> _Listed records_:
BEGIN

PR #420, opened 2020-12-03
lldpd:Device hangs after running LLDP suite in Defensics fuzz tool

sudhanshukumar22:
Running Defensics LLDP suite often hangs the device and only way to retrieve it back is by power cycling the device.

As the device hangs and there is no access to Console/Mgmt Sessions, not able to take tech-support output in problem state.

Attaching the pcap files of LLDP packets from Defensics server, as the  report doesn't contain any failures.

Also attaching the syslog output before/at the time hitting problem state.

Additionally, I checked if there are any sporadic CPU/Memory hike while running and did not notice any.

Only once seen lldp crash and attaching the same as well.
Fix: added a validation check in MED processing in lldp_decode().
Signed-off-by: sudhanshukumar22 <sudhanshu.kumar@broadcom.com>

### DIFF
--- a/src/daemon/protocols/lldp.c
+++ b/src/daemon/protocols/lldp.c
@@ -637,8 +637,10 @@ lldp_decode(struct lldpd *cfg, char *frame, int s,
 	const char dcbx[] = LLDP_TLV_ORG_DCBX;
 	unsigned char orgid[3];
 	int length, gotend = 0, ttl_received = 0;
+	int lci_len;
 	int tlv_size, tlv_type, tlv_subtype, tlv_count = 0;
 	u_int8_t *pos, *tlv;
+	u_int8_t *med_loc_address;
 	char *b;
 #ifdef ENABLE_DOT1
 	struct lldpd_vlan *vlan = NULL;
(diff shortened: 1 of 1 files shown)


vincentbernat:
Thanks for your patch. However, it only works when the location is a civic address. The two other possibilities (coordinate and ELIN) does use the first byte as a length. In `lldp.c`, no decoding is done, so an incorrect value shouldn't matter. Also, looking in `atom/med.c`, I see the length is just ignored (we rely on the len of the TLV, which is not totally correct). Do you have a PCAP showing a packet exhibiting a problem?

sudhanshukumar22:
> Thanks for your patch. However, it only works when the location is a civic address. The two other possibilities (coordinate and ELIN) does use the first byte as a length. In `lldp.c`, no decoding is done, so an incorrect value shouldn't matter. Also, looking in `atom/med.c`, I see the length is just ignored (we rely on the len of the TLV, which is not totally correct). Do you have a PCAP showing a packet exhibiting a problem?

I am attaching the lldp packet capture:
[mgmt ip change issue.zip](https://github.com/lldpd/lldpd/files/5636441/mgmt.ip.change.issue.zip)

vincentbernat:
Thanks, I am running into a bit of trouble to run some tests. Hopefully, this will be solved next week.

vincentbernat:
If you can run again the test suite, it will be helpful to catch remaining bugs!

sudhanshukumar22:
@vincentbernat : Does your pull request 422 fix this issue ?

vincentbernat:
Yes, it should. I was able to reproduce your issue.

PR #423, opened 2020-12-09
build: prevent conflict with official AX_LIB_READLINE macro

jow-:
On systems where the official AX_LIB_READLINE (ax_lib_readline.m4) is
present in a globally shared autoconf include directory, auto(re)conf
will prefer including that offical version over the local variant due
to the offical macro having a higher serial number.

As a consequence, @READLINE_LIBS@ will not be substituted in *.in files,
eventually failing the compilation with errors similar to:

    gcc: error: READLINE_LIBS@: No such file or directory

Avoid this problem by renaming the incompatible local macro to
AX_LIB_READLINE_LLDPD which is sufficient to prevent any clashes.

We encountered this problem on OpenWrt which uses GNU autoconf-archive
to provide commonly used M4 macros through a global include directory,
which happens to ship AX_LIB_READLINE as well.

Signed-off-by: Jo-Philipp Wich <jo@mein.io>

### DIFF
--- a/configure.ac
+++ b/configure.ac
@@ -267,7 +267,7 @@ AC_ARG_WITH([readline],
   [],
   [with_readline=auto])
 if test x"$with_readline" != x"no"; then
-   AX_LIB_READLINE
+   AX_LIB_READLINE_LLDPD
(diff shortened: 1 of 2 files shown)


vincentbernat:
Thanks!

PR #430, opened 2021-01-20
lldpd: override compiler and linker option strings

mobbitster:
Compiler and linker option could contain absolute path, so
replace them with disclaimer. Those strings used only as
debug information to show not actual compilation options.

Signed-off-by: Oleksiy Obitotskyy <oobitots@cisco.com>


vincentbernat:
Thanks!

PR #434, opened 2021-03-08
Fix relative include paths to be more correct and portable.

jlindgren90:
Some relative include paths in subdirectories (src/daemon/protocols
and src/lib/atoms) were written relative to the parent directories
(src/daemon and src/lib).  This was okay in automake builds but
caused errors when porting to other build systems (for example,
Android make).


vincentbernat:
It looks good, thanks!

Issue #438, opened 2021-03-25
Issue on MacOS postinstall script for _lldpd user creation


AnthoBalitrand:
# Bug description

There's an issue on MacOS lldpd postinstall script, making install impossible on MacOS Big Sur. 
The logic used to find the next available UID/GID does not take into account an existing group without user on it. 

## Steps to reproduce the problem

 1. Run the postinstall script manually on MacOS Big Sur

 2. The following error is displayed : 

```
<main> attribute status: eDSRecordAlreadyExists
<dscl_cmd> DS Error: -14135 (eDSRecordAlreadyExists)
```

 3. In this case, this is because de UID/GID found by the postinstall script for _lldpd is 201. But in fact there's an existing group using GID 201, with no user on it : 

```
dscl . list /Users gid | grep 201
dscl . list /Groups gid | grep 201 
_guest                           201
```
 
## Expected outcome

As the postinstall script tries to find a UID/GID which are identical, it should also use the 
```
dscl . list /Groups gid command
```
command to find existing groups without users, and not use only the Users list.

vincentbernat:
Thanks for the report! I have updated to use "

PR #439, opened 2021-03-25
Compare UID with existing GID without users

AnthoBalitrand:
Solves issue #438


vincentbernat:
Sorry, I didn't see your PR in time!

PR #350, opened 2019-09-17
lldp: Power via MDI TLV: Initial support for 802.3bt

patrikdanielssonaxis:
Initial support for sending and receiving the new frames specified in 802.3bt. The type_ext field is used to differentiate 802.3bt, with zero value meaning no bt support.

Tested and verified in conjunction with a Cisco Catalyst 9300 switch.

PR #449, opened 2021-05-18
src/client/conf-power.c: Add support for 803.2bt parameters.

andreas-hofmann:
This patch adds support for the 802.3bt parameters to lldpcli.

### DIFF
--- a/src/client/conf-power.c
+++ b/src/client/conf-power.c
@@ -22,6 +22,13 @@
 #include "../log.h"
 
 static int
+cmd_check_ext_type(struct cmd_env *env, const char *type);
+static int
+cmd_check_ext_pse_but_no(struct cmd_env *env, void *arg);
+static int
+cmd_check_ext_pd_but_no(struct cmd_env *env, void *arg);
+
+static int
 cmd_medpower(struct lldpctl_conn_t *conn, struct writer *w,
     struct cmd_env *env, void *arg)
 {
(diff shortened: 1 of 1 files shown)


vincentbernat:
Thanks! This looks good. Could you add a test in `tests/integration/test_dot3.py`?

bryceremick:
@andreas-hofmann Hello, what is the status of this PR? I've tested it and an issue I'm seeing is that
`requested-a`, `requested-b`, `allocated-a`, `allocated-b`, `pd-load` are not optional, which is contrary to what was suggested in this [comment](https://github.com/lldpd/lldpd/pull/350#issuecomment-546923233) (which is what you based this PR off of)

d1115choi:
Hi all,
I am wondering why the PR is not merged yet or what things are not resolved?

vincentbernat:
I was waiting for tests to be added. I suppose I could merge as is and add tests myself.

andreas-hofmann:
Hi @vincentbernat (and everyone else for that matter). I'm sorry for pretty much abandoning this PR - I developed this on my old job, but after some requirements changed it was not needed and due to private reasons I obviously did not get around to actually finish it off with some tests. I hope this still helped some people out there, and if you'd like to merge it, I'd of course be happy, too.
Sorry again for any inconvenience caused.

vincentbernat:
I have rebased the code against master. I'll look into adding tests.

vincentbernat:
After trying to add some tests, I discovered that 802.3bt support in lldpd was broken since the beginning. I don't know exactly why, but the TLV generated had an incorrect length. After digging a bit more, it seems Wireshark does not agree on everything present in the TLV. Maybe the support introduced in #350 was good enough to parse, but the sending part was not tested? Or maybe it's based on an earlier version of the standard? As the standard is not freely available, it is difficult for me to check. I am not comfortable maintaining something broken. The work previously done is still present in the history in case someone want to dig a bit.

vincentbernat:
I've added back the parsing part of 802.3bt.

ShroudedNight:
In re spec availability: The 802.3bt TLV definitions appear to be included in the complete 802.3-2022 spec roll-up available gratis as part of the [IEEE "GET Program"](https://ieeexplore.ieee.org/browse/standards/get-program/page) under section 79 "IEEE 802.3 Organizationally Specific Link Layer Discovery Protocol (LLDP) type, length, and value (TLV) information elements"

Ekmansoft:
> After trying to add some tests, I discovered that 802.3bt support in lldpd was broken since the beginning.

Can you elaborate on what problems you were seeing? 

I am testing it now towards a Sifos PDA604 and toward a Netgear MS108TUP and I think the data from the PD looks ok when decoded in Wireshark when running version 1.0.17 (which should be before the bt support was removed, as I understand it).

PR #456, opened 2021-07-21
Fix hardcoded ghcr.io path, add missing docker archs

berlin4apk:
Fix hardcoded ghcr.io path
ghcr.io/${{ github.repository }}

add missing docker archs
            linux/386
            linux/amd64
            linux/arm64
            linux/arm/v6
            linux/arm/v7
            linux/arm64
            linux/ppc64le
            linux/s390x

And fix the push at a PR

### DIFF
--- a/.github/dependabot.yml
+++ b/.github/dependabot.yml
@@ -1,0 +1,9 @@
+# Please see the documentation for all configuration options:
+# https://help.github.com/github/administering-a-repository/configuration-options-for-dependency-updates
+
+version: 2
+updates:
+  - package-ecosystem: "github-actions" # See documentation for possible values
+    directory: "/" # Location of package manifests
+    schedule:
+      interval: "daily"
--- a/.github/workflows/ci.yml
+++ b/.github/workflows/ci.yml
@@ -112,6 +112,6 @@ jobs:
             linux/amd64
             linux/arm64
             linux/arm/v6
-          push: true
+          push: ${{ github.event_name != 'pull_request' }}
           tags: ${{ steps.meta.outputs.tags }}
           labels: ${{ steps.meta.outputs.labels }}
--- a/.github/workflows/ci.yml
+++ b/.github/workflows/ci.yml
@@ -77,6 +77,8 @@ jobs:
       - uses: actions/checkout@v2
       - uses: docker/setup-qemu-action@v1
       - uses: docker/setup-buildx-action@v1
+      - name: Available platforms
+        run: echo ${{ steps.buildx.outputs.platforms }}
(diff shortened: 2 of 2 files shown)


berlin4apk:
Feedback are welcome, if it's looks so good.

.github/workflows/ci.yml
```diff
@@ -98,9 +109,13 @@ jobs:
...
+            linux/386
             linux/amd64
-            linux/arm64
             linux/arm/v6
-          push: true
+            linux/arm/v7
+            linux/arm64
+            linux/ppc64le
+            linux/s390x
+          push: ${{ github.event_name != 'pull_request' }}
```
vincentbernat, line 119: There is a check above: `github.ref == 'refs/heads/master' || startsWith(github.ref, 'refs/tags/')`, so it can't match on pull request I think. If you modify it, be sure to not allow Docker push on push event, as I usually create my own branches in the same repository.

.github/dependabot.yml
```diff
@@ -0,0 +1,9 @@
+# Please see the documentation for all configuration options:
+# https://help.github.com/github/administering-a-repository/configuration-options-for-dependency-updates
+
+version: 2
+updates:
+  - package-ecosystem: "github-actions" # See documentation for possible values
+    directory: "/" # Location of package manifests
+    schedule:
+      interval: "daily"
```
vincentbernat, line 9: Is it for the generated Docker images? Otherwise, the project itself has no version requirements for its dependencies, so they should always be up-to-date.

.github/workflows/ci.yml
```diff
@@ -76,12 +76,23 @@ jobs:
...
+        uses: docker/setup-buildx-action@v1
+      - name: Inspect builder
+        run: |
+          echo "Name:      ${{ steps.buildx.outputs.name }}"
+          echo "Endpoint:  ${{ steps.buildx.outputs.endpoint }}"
+          echo "Status:    ${{ steps.buildx.outputs.status }}"
+          echo "Flags:     ${{ steps.buildx.outputs.flags }}"
+          echo "Platforms: ${{ steps.buildx.outputs.platforms }}"
+      - name: Available platforms
+        run: echo ${{ steps.buildx.outputs.platforms }}
```
vincentbernat, line 90: This is a duplicate, the information is available in the previous step.

vincentbernat (changes requested):
Thanks! Looks good. See comments in the review.

I didn't enable all the supported platforms because it takes additional time to build. I don't really mind, but did you need one of the arch I didn't put?

PR #475, opened 2021-08-29
Add support for 2.5G, 5G, 25G, and 50G based Ethernet

quwer2:
The current implementation lacks support for 2.5G, 5G, 25G and 50G Ethernet.
Because of this `lldpcli show interfaces details` shows _unknown_ for _MAU oper type_ on such interfaces.

To solve this, I have extended lldpd in the follwing way:
1. Added new mautypes in `src/lib/atoms/port.c `and `src/lldp-const.h` according to [IANA-MAU-MIB](https://www.iana.org/assignments/ianamau-mib/ianamau-mib).
2. Added new cases in `src/daemon/interfaces-linux.c` to identify the new Ethernet speeds.

For 25G, I suggest to use 25GBASE-T for regular RJ45, 25GBASE-LR for fibre, and 25GBASE-CR for DAC-cables.
For 50G there is no RJ45-based standard available (yet), therefore we only have 50GBASE-LR for fibre and 50GBASE-CR for DAC-cable.
Both, 2.5G and 5G, build on RJ45 cabling, therefore 2.5GBASE-T and 5GBASE-T, respectively.


vincentbernat:
This looks good. Thanks!

quwer2:
Thanks!
The second commit 87d7bd7 adds support for the available RJ45 10GBASE-T and updates the older 100GBASE-CR10 ("phase-out" cf. [Wikipedia 100G Ethernet](https://en.wikipedia.org/wiki/100_Gigabit_Ethernet)) to the newer ("current") 100GBASE-CR4 standard.

vincentbernat:
Looks like the 10G change also needs to update some of the tests.

vincentbernat:
Thanks!

PR #478, opened 2021-09-13
Fix illumos name typo in comment

bahamat:
`illumos` instead of `Illuminos`. (Also note that the name is stylized lower case, and should almost never be capitalized.)


vincentbernat:
Thanks!

PR #481, opened 2021-09-21
lldpcli: remove redundant "ports" parameters from cap and mgmt cmds

yar-fed:
The commands below were introduced as global commands, but all of them
except the first one were missing code to ignore "ports" parameter
```
configure lldp capabilities-advertisements
unconfigure lldp capabilities-advertisements
unconfigure lldp management-addresses-advertisements
configure lldp management-addresses-advertisements
```

Signed-off-by: Yaroslav Fedoriachenko <yar.fed99@gmail.com>


vincentbernat:
Thanks!

PR #1962, opened 2022-09-14
1943 scheduler check optimizations

### LINKED ISSUE #1943: Scheduler check optimizations

stmcgovern:
Closes #1943. Add vt_check_enabled statements to reduce unneeded code in the scheduler.

### DIFF
--- a/src/vt/scheduler/suspended_units.cc
+++ b/src/vt/scheduler/suspended_units.cc
@@ -50,6 +50,7 @@ namespace vt { namespace sched {
 void SuspendedUnits::addSuspended(
   ThreadIDType tid, RunnablePtrType runnable, PriorityType p
 ) {
+#if vt_check_enabled(fcontext)
   vtAssert(runnable->isSuspended(), "Runnable must be suspended to add");
 
   units_.emplace(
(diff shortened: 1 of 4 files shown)


stmcgovern:
Deleting the pointer relies on the upcoming changes to runnable. Simply remove for now and revisit after #1899.

PhilMiller:
Is that class's destructor supposed to be virtual?

Separately, is that a memory leak in the current code base?

PhilMiller:
Why does only nvcc think it's not a complete type?

stmcgovern:
The current code base uses a unique pointer- In work for #1899, changes were made to RunnablePtrType. We should consider them there when the PR is ready. 
The checks here are independent of that. 
I don't know about nvcc.

src/vt/scheduler/suspended_units.cc
```diff
@@ -59,15 +60,18 @@ void SuspendedUnits::addSuspended(
       detail::SuspendedRunnable{std::move(runnable), p}
     )
   );
+#endif
```
PhilMiller, line 63: Could you add `#else` `vtAbort` here and below, to make sure we don't have accidental inappropriate calls?

PhilMiller (approved):

src/vt/scheduler/suspended_units.cc
PhilMiller: Or, if we want to be sparing about code size in release builds, it could be `vtAssert(false, ...)`

stmcgovern: Done

PhilMiller (approved):

cz4rs (approved):

PR #1966, opened 2022-09-19
#1958: lib: update googletest to 1.12.1

### LINKED ISSUE #1958: Update GoogleTest (GTest) to at least 1.12.0 to get newer CMake dependency
We've started getting warnings about Google Test's CMakeLists.txt specifying a minimum dependency on CMake 2.8, which is old enough that newer CMake doesn't want to maintain compatibility with it much longer.

Google Test 1.12.0 bumps that to CMake 3.5. Let's try upgrading to 1.12.1, the last release before their 'live at HEAD' transition.

Per #1807, 

* Update GTest to a more recent version
* Verify that our tests work correctly with the new GTest

lifflander:
Fixes #1958


tests/extern/googletest/CMakeLists.txt
```diff
@@ -1,23 +1,21 @@
 # Note: CMake support is community-based. The maintainers do not use CMake
 # internally.
 
-cmake_minimum_required(VERSION 3.17)
+cmake_minimum_required(VERSION 3.5)
```
PhilMiller, line 4: I think we'd perhaps tweaked this?

nmm0: Yeah I think we updated it to avoid the 2.x compat warnings... this change in googletest would address those warnings, but 3.5 is a very old version, so we might end up with problems in the future again

nlslatt: We did: `d09d18510e (Sean McGovern        2022-05-24 15:27:36 +0000  4) cmake_minimum_required(VERSION 3.17)`

nlslatt: The recent warnings were probably coming from `tests/extern/googletest/googletest/CMakeLists.txt`, which didn't get tweaked before.

I'm running this branch through Gitlab CI right now to make sure there won't be any surprises.

lifflander: Shall I apply his CMake version update here? Also, there is a commit that adds C++11 explicitly. @stmcgovern Do you know why [this change was made](https://github.com/DARMA-tasking/vt/commit/3cc2dbc3e2d8d2bd56872143d6f69213a52032dc) and if it's still needed?

nlslatt: This doesn't make sense, but the Intel 18 CI job on this branch still had this in the configure log:
```
CMake Deprecation Warning at tests/extern/googletest/CMakeLists.txt:4 (cmake_minimum_required):
  Compatibility with CMake < 2.8.12 will be removed from a future version of
  CMake.

  Update the VERSION argument <min> value or use a ...<max> suffix to tell
  CMake that the project does not need compatibility with older versions.


CMake Deprecation Warning at tests/extern/googletest/googletest/CMakeLists.txt:56 (cmake_minimum_required):
  Compatibility with CMake < 2.8.12 will be removed from a future version of
  CMake.

  Update the VERSION argument <min> value or use a ...<max> suffix to tell
  CMake that the project does not need compatibility with older versions.

```

Also, all four Gitlab CI builds on this branch indicate there was a warning in the configure step, but ONLY the Intel 18 build shows any warnings in the captured output.

stmcgovern: @lifflander I made the change you refer to in order to keep the CMakeLists as it was in PR1776 (and before). That was related to using vt compilation flags for bundled libraries.

stmcgovern: Those specifications are from over 2 years ago, so maybe are outdated now...

cz4rs: > This doesn't make sense, but the Intel 18 CI job on this branch still had this in the configure log:
This looks like the wrong version being run in CI 🤷 Hard to explain otherwise.

cz4rs: Regarding `cmake_minimum_required(VERSION 3.5)`, if the CI is happy with it then I think we cal leave it and worry about any later warning when they appear.

tests/extern/googletest/googletest/src/gtest.cc
```diff
@@ -6222,8 +6244,8 @@ void UnitTestImpl::UnshuffleTests() {
 // For example, if Foo() calls Bar(), which in turn calls
 // GetCurrentOsStackTraceExceptTop(..., 1), Foo() will be included in
 // the trace but Bar() and GetCurrentOsStackTraceExceptTop() won't.
-std::string GetCurrentOsStackTraceExceptTop(UnitTest* /*unit_test*/,
-                                            int skip_count) {
+GTEST_NO_INLINE_ GTEST_NO_TAIL_CALL_ std::string
```
cz4rs, line 6247: Intel icpc:
```
/vt/tests/extern/googletest/googletest/src/gtest.cc(6247): warning #3175: unrecognized gcc optimization level
  GTEST_NO_INLINE_ GTEST_NO_TAIL_CALL_ std::string
```

tests/extern/googletest/googletest/src/gtest-internal-inl.h
```diff
@@ -640,7 +632,8 @@ class GTEST_API_ UnitTestImpl {
   // For example, if Foo() calls Bar(), which in turn calls
   // CurrentOsStackTraceExceptTop(1), Foo() will be included in the
   // trace but Bar() and CurrentOsStackTraceExceptTop() won't.
-  std::string CurrentOsStackTraceExceptTop(int skip_count) GTEST_NO_INLINE_;
+  std::string CurrentOsStackTraceExceptTop(int skip_count)
+      GTEST_NO_INLINE_ GTEST_NO_TAIL_CALL_;
```
cz4rs, line 636: Intel icpc:
```
warning #3175: unrecognized gcc optimization level
        GTEST_NO_INLINE_ GTEST_NO_TAIL_CALL_;
```

tests/extern/googletest/CMakeLists.txt
nlslatt: > > This doesn't make sense, but the Intel 18 CI job on this branch still had this in the configure log:
> 
> This looks like the wrong version being run in CI 🤷 Hard to explain otherwise.

Now that we have clean/dirty repo indicators on CDash, I remember that Intel 18 downloads an old version of google test because the newer ones don't build with it. That's why the warning is there, so it has nothing to do with this PR. The CMake warnings listed by the others all seem to be related to variables not used by the project.

tests/extern/googletest/googletest/src/gtest.cc
nlslatt: Based on a similar problem noted by Christian Trott (that they refused to fix for him), I think the problem here is that some non-GCC compilers define `__GNUC__` but don't fully support everything that GCC does. The part of the `googletest/include/gtest/internal/gtest-port.h` file that defines `GTEST_NO_TAIL_CALL_` has changed since the 1.12.1 release (**very** recently, actually). https://github.com/google/googletest/pull/4025 What do you all think about trying out gtest `main`? I have no idea how stable it is or if that PR will even help us. We could potentially hack in something ourselves that excludes `icpc` from trying to use the requested optimization.

nlslatt:
My attempt to bump this to googletest `main` did not resolve the warning, so I propose we rebase out that commit and just hack the definition of `GTEST_NO_TAIL_CALL_`.

nlslatt:
Looks like my hack eliminated the warnings. It would be great to get reviews.

cz4rs (approved):
Looks good to me!

PhilMiller (approved):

END

> _Work instruction_:
Each line from the top of the records through the one with "struct lldpd_vlan *vlan = NULL;" should be returned exactly. Leave out everything else.

> _Reply_:
PR #420, opened 2020-12-03
lldpd:Device hangs after running LLDP suite in Defensics fuzz tool

sudhanshukumar22:
Running Defensics LLDP suite often hangs the device and only way to retrieve it back is by power cycling the device.

As the device hangs and there is no access to Console/Mgmt Sessions, not able to take tech-support output in problem state.

Attaching the pcap files of LLDP packets from Defensics server, as the  report doesn't contain any failures.

Also attaching the syslog output before/at the time hitting problem state.

Additionally, I checked if there are any sporadic CPU/Memory hike while running and did not notice any.

Only once seen lldp crash and attaching the same as well.
Fix: added a validation check in MED processing in lldp_decode().
Signed-off-by: sudhanshukumar22 <sudhanshu.kumar@broadcom.com>

### DIFF
--- a/src/daemon/protocols/lldp.c
+++ b/src/daemon/protocols/lldp.c
@@ -637,8 +637,10 @@ lldp_decode(struct lldpd *cfg, char *frame, int s,
 	const char dcbx[] = LLDP_TLV_ORG_DCBX;
 	unsigned char orgid[3];
 	int length, gotend = 0, ttl_received = 0;
+	int lci_len;
 	int tlv_size, tlv_type, tlv_subtype, tlv_count = 0;
 	u_int8_t *pos, *tlv;
+	u_int8_t *med_loc_address;
 	char *b;
 #ifdef ENABLE_DOT1
 	struct lldpd_vlan *vlan = NULL;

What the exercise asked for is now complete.